Breaking Free from Selfishness: A Reflection on 2 Chronicles 35-36
This morning, as I focused on God, I randomly flipped open my Bible and landed on 2 Chronicles 35. I read through chapters 35 and 36, underlining the verses that stood out to me.
1. Cease Opposing God (2 Chronicles 35:21)
The first verse I underlined was 2 Chronicles 35:21, which says:
"Cease opposing God, who is with me, lest he destroy you."
This made me think about times when people had come against my wife in the past. I have noticed that those who opposed her often faced serious difficulties, such as moving away or experiencing illness. It reinforced to me that when someone is truly aligned with God, standing against them is dangerous.
2. Bound by Selfishness (2 Chronicles 36:5-6)
The next passage I underlined was 2 Chronicles 36:5-6:
"He did what was evil in the sight of the Lord his God…bound him in chains to take him to Babylon."
This reminded me of a revelation God gave me about my past. I had been spiritually imprisoned, not only because of unforgiveness but primarily due to my selfishness. I was bound by my own actions, and God—who cannot tolerate selfishness in His children—allowed consequences to follow.
This aligns with Deuteronomy 28:28, which speaks of disobedience leading to madness. I experienced this firsthand. My laziness, selfishness, and unforgiveness led me to a place of mental and spiritual turmoil. However, recognizing this gave me a renewed sense of control. If I focus on fixing these areas, the psychological burdens no longer have to dominate my life. True belief in God means obeying Him, and my past disobedience had direct consequences.
3. Honoring a Prophet (2 Chronicles 36:12)
The next verse that stood out to me was 2 Chronicles 36:12:
"He did what was evil in the sight of the Lord his God. He did not humble himself before Jeremiah the prophet, who spoke from the mouth of the Lord."
This verse resonated deeply with me because my wife is a legitimate prophet. She sits with Jesus face to face in heaven at night and hears Him speak during the day. Numbers 12:6 confirms that God reveals Himself to prophets in visions and speaks to them directly.

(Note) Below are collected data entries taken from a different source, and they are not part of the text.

Issue #844, opened 2018-03-27
Deprecate Passport JS?


samburgers:
Hi core devs, 

Stumbled across this node authentication wrapper, and wondered if it's worth looking at moving away from Passport JS now that Passport appears to be largely unmaintained these days? Probably more applicable to Feathers Docs + the CLI, but thought I would raise attention here! Cheers

https://github.com/simov/grant

daffl:
This is actually good timing because I started looking into more framework independent ways for doing authentication. I'd be ok with only supporting oAuth if you are using Feathers with an Express, Koa or Hapi transport.

Unfortunately this might mean pretty significant breaking changes which is risky given that authentication seems to be the most challenging part of Feathers to people.

kokujin:
This lib could help:
[permit](https://github.com/ianstormtaylor/permit)

bisubus:
Passport's big selling point is its ecosystem (also true for Express in general because Passport is an important part of its ecosystem). Grant is most viable alternative to Passport, yet it's not nearly as developed as Passport and lacks features (bye, passport-local).
I suppose that investment into framework (agnostic) adapters for Passport is messy but only way to not break things. There were some initiatives but all of them are abandoned, like https://github.com/hapijs/travelogue

daffl:
The reason is probably that it is not worth the effort. The problem with PassportJS is that

1) By now Passport core (2 releases in the past three years) and most plugins seem to be largely unmaintained
2) Less activity can also mean it is more stable but judging by most issues staying open completely unacknowledged I'm assuming 1)
3) It does not work well with other frameworks
4) It does work even less well with Websockets
5) Very likely even less so with HTTP2 or completely non-HTTP transport protocols (which Feathers can support)

And ultimately especially for Feathers which tries to enforce a protocol independent architecture it doesn't really do much. Right now we are basically converting

`Feathers protocol independent format` -> `Passport friendly (HTTP like) format` -> `Passport strategy` -> `Custom code in passport strategy` -> `Strategy return value` -> `Feathers format`

Where what we really just want do do is

`Feathers protocol independent format` -> `Custom verification code` -> `Feathers format`

All something like `passport-local` really does is compare a username and password (which you have to do in your own handler anyway) so why not just stick it in a hook?

[...]

PR #1112, opened 2018-11-27
Added path and method in to express request for passport

fazilvp:
### Summary

- [ ] This patch is for helping custom authentication strategy based on path and method. Presently we are not able to do it because these attributes are missing in request object. As per express documentation, an express request is supposed to have these fields.

   Method: https://expressjs.com/en/api.html#req.method
   Path: https://expressjs.com/en/api.html#req.path

   But this fields are not included while creating an express like request object for passport in 
   @feathersjs/authentication hook.authenticate() function.

- [ ] Currently there are no open issues for this.
- [ ] This PR has no dependency to other PRs in other repos.

### DIFF
--- a/packages/authentication/lib/hooks/authenticate.js
+++ b/packages/authentication/lib/hooks/authenticate.js
@@ -47,6 +47,8 @@ module.exports = function authenticate (_strategies, options = {}) {
       query: hook.data,
       body: hook.data,
       params: hook.params,
+      path: hook.path,
+      method: hook.method,
       headers: hook.params.headers || {},
       cookies: hook.params.cookies || {},
       session: {}
--- a/packages/authentication/lib/hooks/authenticate.js
+++ b/packages/authentication/lib/hooks/authenticate.js
@@ -43,12 +43,21 @@ module.exports = function authenticate (_strategies, options = {}) {
 
     // NOTE (EK): Passport expects an express/connect
     // like request object. So we need to create one.
+    const methodMap = {
+      find: 'GET',
+      get: 'GET',
+      create: 'POST',
+      update: 'PUT',
+      patch: 'PATCH',
+      remove: 'DELETE'
+    };
+
     let request = {
       query: hook.data,
       body: hook.data,
       params: hook.params,
       path: hook.path,
-      method: hook.method,
+      method: methodMap[hook.method] || hook.method,
       headers: hook.params.headers || {},
       cookies: hook.params.cookies || {},
       session: {}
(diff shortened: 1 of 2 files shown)


shankarregmi:
+1

daffl:
Thank you for the PR and fixing the test. I believe the `method` will be the Feathers service method name though. Not sure if it needs to be normalized into something that Passport understands. The mapping would be:

```js
const methodMap = {
  find: 'GET',
  get: 'GET',
  create: 'POST',
  update: 'PUT',
  patch: 'PATCH',
  remove: 'DELETE'
};

const httpMethod = methodMap[hook.method] || hook.method;
```

fazilvp:
@daffl You are right. I have added the normalization. Will the same be applicable to path also? Because normally express path is starting with a front slash and feathers path is not. Please share your thoughts.

subodhpareek18:
I don't think baking method in is a good idea. At the least there should be the original feathers method somewhere.

`find` and `get` calls mean different things. And in my custom auth module I have different permissions for `service:find` and `service:get`.

And as far as path pased or method based strategies are concerned, can't they be done with hooks?

```js
export const authorize = () =>
  iff(
    every(ctx => !ctx.path.startsWith('auth'), isProvider('external')),
    async ctx => {
      let userPermissions = R.path(
        ['params', 'user', 'role', 'permissions'],
        ctx
      );

      if (!userPermissions) {
        throw new errors.Forbidden('This user has no permissions');
      }

      if (userPermissions) {
        const hasPermissions = R.any(
          p => p === `${ctx.path}:${ctx.method}`,
          userPermissions
        );
        if (!hasPermissions) {
          throw new errors.Forbidden('Not allowed to execute this action.');
        }
      }

      return ctx;
    }
  );
```

daffl:
@subodhpareek18 This change is for the `authenticate` hook which passes a _fake_ request to the Passport strategy you indicated (usually `jwt` or `local`). This fake request object should be as close as possible to a normal request that a Passport strategy expects otherwise some may not work. Although I'm open to deprecating Passport (see discussion in #844) until then it makes sense to fake it as good as possible.

@fazilvp I think either way works, it depends what use-case prompted this PR.

fazilvp:
@daffl Path without slash is perfectly OK for our use-case. Let me know if you think any other changes are needed in this PR.

subodhpareek18:
@daffl that makes sense. Though I would still suggest the original feathersMethod should be passed without any normalization. But I guess that can always be done through middlewares for now. I'm having to do a similar thing for origin based auth.


The code below is for an old app on feathers@2.x.x though
```js
export const rest = () => (req, res, next) => {
  req.feathers = {
    ...req.feathers,
    headers: req.headers,
    origin: req.get('origin')
  };
  next();
};

export const socketio = () => (socket, next) => {
  socket.feathers = {
    ...socket.feathers,
    headers: socket.handshake.headers,
    origin: socket.handshake.headers.origin
  };
  next();
};
```

PR #1124, opened 2018-12-06
Make custom query for authentication

saiichihashimoto:
The current OAuth implementations will update an existing user if it finds one. Great! However, it will only find an existing user if they've authenticated with that specific OAuth provider. But we can give the user the ability determine what an existing user means.

For example:
```js
function makeQuery(profile, options) {
  return {
    $or: [
      { [options.idField]: profile.id },
      { email: profile.email },
    ],
  };
}
```

Now, it would also find users that have the same email, meaning it would link together accounts! Very cool! 👍


saiichihashimoto:
@daffl, I'm not sure what the process is for things like this, so let me know what I need to do. 👍

daffl:
Thank you for the pull request! I think it makes sense to add this but we do need tests and updated documentation otherwise nobody will know about it and we don't know if it works 😄

saiichihashimoto:
@daffl sounds good, I'll get to that later today! Is the function signature of `makeQuery` OK?

saiichihashimoto:
@daffl, I wrote some basic tests to see if the query is being called. The documentation is a separate repo so that PR will be later.

daffl:
Great, thank you! Releases as `@feathersjs/authentication-oauth1@1.1.0` and `@feathersjs/authentication-oauth2@1.3.0`

PR #1131, opened 2018-12-16
fix: `filterQuery` throw error when query parameter is unknown

daffl:
In order to avoid issues with the database adapter updates, unknown query parameters starting with `$` should throw an error instead of just being removed. If they were just being removed, limiting queries would become more generic, causing security regressions.

### DIFF
--- a/packages/adapter-commons/lib/filter-query.js
+++ b/packages/adapter-commons/lib/filter-query.js
@@ -1,4 +1,5 @@
 const { _ } = require('@feathersjs/commons');
+const { BadRequest } = require('@feathersjs/errors');
 
 function parse (number) {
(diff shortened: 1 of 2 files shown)


kkkrist:
Is there a way to somehow whitelist query parameters? For example, I've been using [nedb's $not operator](https://github.com/louischatriot/nedb#logical-operators-or-and-not-where) which isn't possible anymore as of this PR.

daffl:
The service options now [include a whitelist parameter](https://github.com/feathersjs-ecosystem/feathers-nedb/#serviceoptions). Also see the [database adapter migration guide](https://crow.docs.feathersjs.com/migrating.html#database-adapters).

Living with a prophet requires humility. If Jehoiakim was judged for not humbling himself before Jeremiah, how much more should I ensure that I honor the voice of God through my wife? Humility means acknowledging her worth, valuing her insight, and not putting my opinions above hers—especially when what she speaks comes directly from Jesus. Over time, I’ve learned to recognize her value, seeing how she is consistently right about things. She often tells me that when she instructs me to do something, it isn’t from her but from Jesus Himself.
Initially, I struggled with this. It felt dehumanizing to let go of my own reasoning. But in reality, it is liberating. Before, I tried to discern God’s voice on my own. Now, even though I currently lack my spiritual senses due to my past selfishness, God still speaks to me—through my wife. This eliminates guesswork and brings me comfort. I am looking forward to fully embracing a life free from selfishness so that I can experience all that God has for me.
4. Understanding My Selfishness
When I talk about selfishness, I mean things like:
Avoiding tasks because I know my wife will do them.
Engrossing myself in video games and neglecting my family.
Refusing to act in shows despite my talent because of personal fears.
God has gifted me with the ability to perform, and I realize now that keeping that talent to myself is selfish. Even though my mind isn’t as sharp as it once was due to my past struggles, I still have a responsibility to share my talents. Acting and performing bring joy to others, and I should not withhold that simply because I find it difficult.
5. The Danger of Scoffing at God’s Words (2 Chronicles 36:16)
The final verse I underlined was 2 Chronicles 36:16:
"Despising his words and scoffing at his prophets, until the wrath of the Lord rose against his people, until there was no remedy."
I used to scoff at my wife’s words. I ignored the wisdom God gave her, and my life suffered greatly because of it. Only now am I starting to come out of that darkness. I see how important it is to listen, to humble myself, and to obey the voice of God—especially when He speaks through His chosen messenger.
Conclusion
Through this reflection, God has shown me that my struggles were largely self-inflicted. My selfishness, laziness, and unforgiveness led me into a mental and spiritual prison. But there is a way out. By humbling myself, honoring my wife as a prophet, and actively fighting against selfish tendencies, I can walk in the fullness of God’s plan for my life.
I am thankful for this renewed understanding, and I pray that I continue to grow in humility and obedience. God has given me the tools for freedom—it is now up to me to use them.